Naturalmente, para poner en marcha tal proceso, la secuencia de las prioridades que se deberá seguir, implica que, a corto plazo, habrá ganadores y perdedores –si por perdedor entendemos “no estar en el primer puesto para recibir chupetes”. Pero la evidencia continua de soluciones, y la eliminación de los problemas específicos que enfrentemos para alcanzar metas de mejora de la productividad y la ampliación de oportunidades de empleo digno, sin duda contribuirían a reducir la conflictividad social y el enguerrillamiento político, porque serían evidentes las mejoras de la economía y del bienestar compartido. Bajo este enfoque, el nivel del déficit, la tasa de inflación, etc., etc., constituirán solo unas herramientas para la “sintonía fina” o el ajuste de las condiciones más conducentes al logro de las metas de productividad.
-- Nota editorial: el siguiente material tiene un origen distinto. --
PR #274, opened 2021-03-26
Add errorfile stanzas and dummy default html files to the router

miheer:
Add errorfile stanzas and dummy default html files to the router
https://issues.redhat.com/browse/NE-379

PR #628, opened 2024-10-15
[RFE-5098] Support for customizing HAProxy error code response page for http error code 504

natlibfi-jonollil:
**I'm not sure if this is enough to make this work. Or should this be against master or next release version?**

We have noticed problems regarding error response descriptions with HA-proxy. Problems have been encountered during timeouts and whitelisting as in these cases request produces blank response and this makes debugging work difficult. After finding out the reasons for the problems, we propose adding status codes 504 and 403 to the error responses to help identifying problems with timeouts and access rights in the future.

### DIFF
--- a/images/router/haproxy/conf/haproxy-config.template
+++ b/images/router/haproxy/conf/haproxy-config.template
@@ -152,8 +152,10 @@ defaults
   # backend service or alternatively, you can send a custom 503 or 404 error.
   #
   # server openshift_backend 127.0.0.1:8080
+  errorfile 504 {{ env "ROUTER_ERRORFILE_504" "/var/lib/haproxy/conf/error-page-504.http" }}
   errorfile 503 {{ env "ROUTER_ERRORFILE_503" "/var/lib/haproxy/conf/error-page-503.http" }}
   errorfile 404 {{ env "ROUTER_ERRORFILE_404" "/var/lib/haproxy/conf/error-page-404.http" }}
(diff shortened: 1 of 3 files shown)


candita:
@natlibfi-jonollil there's a little more needed than this.  https://github.com/openshift/router/pull/274 has an example, but you'd also need to make sure the two new environment variables are implemented in the ingress controller code.  https://github.com/openshift/cluster-ingress-operator/pull/588 has an example.

images/router/haproxy/conf/haproxy-config.template
```diff
@@ -152,8 +152,10 @@ defaults
   # backend service or alternatively, you can send a custom 503 or 404 error.
   #
   # server openshift_backend 127.0.0.1:8080
+  errorfile 504 {{ env "ROUTER_ERRORFILE_504" "/var/lib/haproxy/conf/error-page-504.http" }}
   errorfile 503 {{ env "ROUTER_ERRORFILE_503" "/var/lib/haproxy/conf/error-page-503.http" }}
   errorfile 404 {{ env "ROUTER_ERRORFILE_404" "/var/lib/haproxy/conf/error-page-404.http" }}
+  errorfile 403 {{ env "ROUTER_ERRORFILE_403" "/var/lib/haproxy/conf/error-page-403.http" }}
```
candita, line 158: Also even though the lines are not currently ordered, we would ask you to order these lines by error code number: 403 404 503 504.  Note that these capitalized env variables have exist so that people can customize their error pages if they don't want the default.

candita:
@natlibfi-jonollil please let us know if you intend to pursue this feature.
/label ok-to-test

PR #631, opened 2024-10-21
NE-1815: Enable ALPN for reencrypt routes when DCM is enabled

alebedev87:
This PR ensures that ALPN protocol negotiation is enabled for reencrypt routes when the Dynamic Configuration Manager (DCM) is active, aligning the behavior with [non-DCM configurations](https://github.com/openshift/router/blob/d095bdbb4777677f5317e49fb353f41b9c1a22e7/images/router/haproxy/conf/haproxy-config.template#L728-L729).

The gap to support HTTP2 workloads for reencrypt routes was found during [the smoke testing](https://github.com/openshift/cluster-ingress-operator/pull/1113#issuecomment-2315530761).


alebedev87:
/retest

This change may not impact anything because DCM is not enabled yet.

gcs278:
Thanks for the history @Miciah. Seems like a simple oversight and a straightforward update.
/lgtm
/unhold

PR #83, opened 2020-02-10
Bug 1801407: Omit brackets around IPv4 addresses in v4v6 mode

Miciah:
Do not put brackets around an IPv4 address in the Forwarded header. [RFC 7239](https://tools.ietf.org/html/rfc7239) dictates that the host name in the header should be an IPv4 address (without brackets) or an IPv6 address with brackets.

* `images/router/haproxy/conf/haproxy-config.template`: Don't quote IPv4 addresses in v4v6 mode.

----

Not thoroughly tested as I do not have an IPv6 cluster.

PR #633, opened 2024-10-22
OCPBUGS-26603: Listen for stats connections on v6 addresses when relevant.

rfredette:
When the router is configured for ipv6 or dual stack modes, it already listens on ipv6 ports for normal traffic. This change makes the router listen on ipv6 ports for stats traffic as well.

This is part of the fix for OCPBUGS-26603.

### DIFF
--- a/images/router/haproxy/conf/haproxy-config.template
+++ b/images/router/haproxy/conf/haproxy-config.template
@@ -186,7 +186,14 @@ defaults
 
   {{ if (gt .StatsPort -1) }}
 listen stats
+    {{ if eq "v4v6" $router_ip_v4_v6_mode }}
   bind :{{ if (gt .StatsPort 0) }}{{ .StatsPort }}{{ else }}1936{{ end }}
+  bind :::{{ if (gt .StatsPort 0) }}{{ .StatsPort }}{{ else }}1936{{ end }} v6only
+    {{- else if eq "v6" $router_ip_v4_v6_mode }}
+  bind :::{{ if (gt .StatsPort 0) }}{{ .StatsPort }}{{ else }}1936{{ end }} v6only
+    {{- else }}
+  bind :{{ if (gt .StatsPort 0) }}{{ .StatsPort }}{{ else }}1936{{ end }}
+    {{- end }}
   mode http
   # Health check monitoring uri.
   monitor-uri /healthz


Miciah:
/approve
/lgtm
/hold
in case you want a second reviewer.

images/router/haproxy/conf/haproxy-config.template
```diff
@@ -186,7 +186,14 @@ defaults
 
   {{ if (gt .StatsPort -1) }}
 listen stats
+    {{ if eq "v4v6" $router_ip_v4_v6_mode }}
   bind :{{ if (gt .StatsPort 0) }}{{ .StatsPort }}{{ else }}1936{{ end }}
+  bind :::{{ if (gt .StatsPort 0) }}{{ .StatsPort }}{{ else }}1936{{ end }} v6only
```
alebedev87, line 191: I see that this implementation is similar to what we have for port `80` and `443` frontends but just out of curisosity: will this be a shorter equivalent of these 2 bind instructions:
```
bind :::{{ if (gt .StatsPort 0) }}{{ .StatsPort }}{{ else }}1936{{ end }} v4v6
```
? Or there are some pitfalls?

alebedev87 (commented):
I see that dualstack and ipv6 only stacks are already supported on HTTP and HTTPS frontends. So, it seems to me that the tests should be working (except the one which is fixed in this PR). However I saw [your comment about the ruoter pod being used as unmanaged](https://issues.redhat.com/browse/OCPBUGS-26603?focusedId=25919259&page=com.atlassian.jira.plugin.system.issuetabpanels%3Acomment-tabpanel#comment-25919259). Will we plan to fix this in origin tests too?

rfredette:
>Will we plan to fix this in origin tests too?

The origin tests do need some fixes for ipv6 support, which is going to be part of this bug fix, but I think changing them to use managed router pods is out of the scope of this issue. I'm not sure what the reason is for using unmanaged pods; maybe it's because they're older tests from when unmanaged router pods were something we supported, but it could also be an intentional choice that I don't yet understand. I'll create a task to look into that, though.

rfredette:
origin test changes here: https://github.com/openshift/origin/pull/29224

alebedev87:
LGTM
/unhold

images/router/haproxy/conf/haproxy-config.template
Miciah: Using a single `bind` line with `v4v6` is not equivalent.  See https://github.com/openshift/router/pull/83/commits/74c2d9397cb8e92c28642f56e46fd29a08d8f64b.

PR #635, opened 2024-11-04
NE-1790: Enable setting zero pool size for blueprint routes via environment variable

alebedev87:
- Allows setting blueprint route pool size to zero through an environment variable.
- Aligns environment variable configuration with the `--blueprint-route-pool-size` flag for consistency.


Miciah:
Would you mind adding a note in the commit message that this change makes the `ROUTER_BLUEPRINT_ROUTE_POOL_SIZE` environment variable consistent the `--blueprint-route-pool-size` flag, which already allows 0 as the value?  That would make it clear that the commit does not add any new functionality.

Miciah:
Thanks!
/lgtm

alebedev87:
/label docs-approved
/label px-approved

Technical limitation lifted, nothing to be documented.

ShudiLi:
/label qe-approved
thanks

Si todos los años nuestra economía crea sosteniblemente 200.000 empleos dignos, a nadie le preocupará si el déficit es del 5%, la inflación de 10% y el tipo de cambio flota plácidamente.Finalmente, los “duros” del MAS –tanto ideológica como políticamente, tienen las evidencias tangibles y deben saber que su modelo se dirige al colapso total; si no lo ven, es que nunca entendieron que es, para la gente, el vivir bien; pueden aferrarse a su discurso, optar por seguir manoseando el Estado y sus instituciones, y recurrir una vez más a la intimidación y al bloqueo como las soluciones por el desastre, con lo que terminarían destruyendo lo poco de aparato productivo que queda.
Pero esta vez existe la posibilidad real de abierto rechazo social a esa estrategia de imposición. Por el contrario, si tienen el suficiente sentido común, la alternativa de ser parte de buscar soluciones reales y viables para la gente, les permitiría un aterrizaje político suave, que ayudaría a quitar gran parte de los estigmas que hoy mancillan los valores milenarios que, a nombre de los pueblos originarios, se enarbolaron desde fines del Siglo XX.
Estamos, sin duda, ante una bellísima y última oportunidad de corregir lo que hicimos mal, y hacer hacia adelante las cosas bien, como se merecen nuestros hijos, y los hijos de nuestros hijos. O, de lo contrario, cómo dice el célebre dicho, jodidos estaremos todos, ...simplemente por cojudos.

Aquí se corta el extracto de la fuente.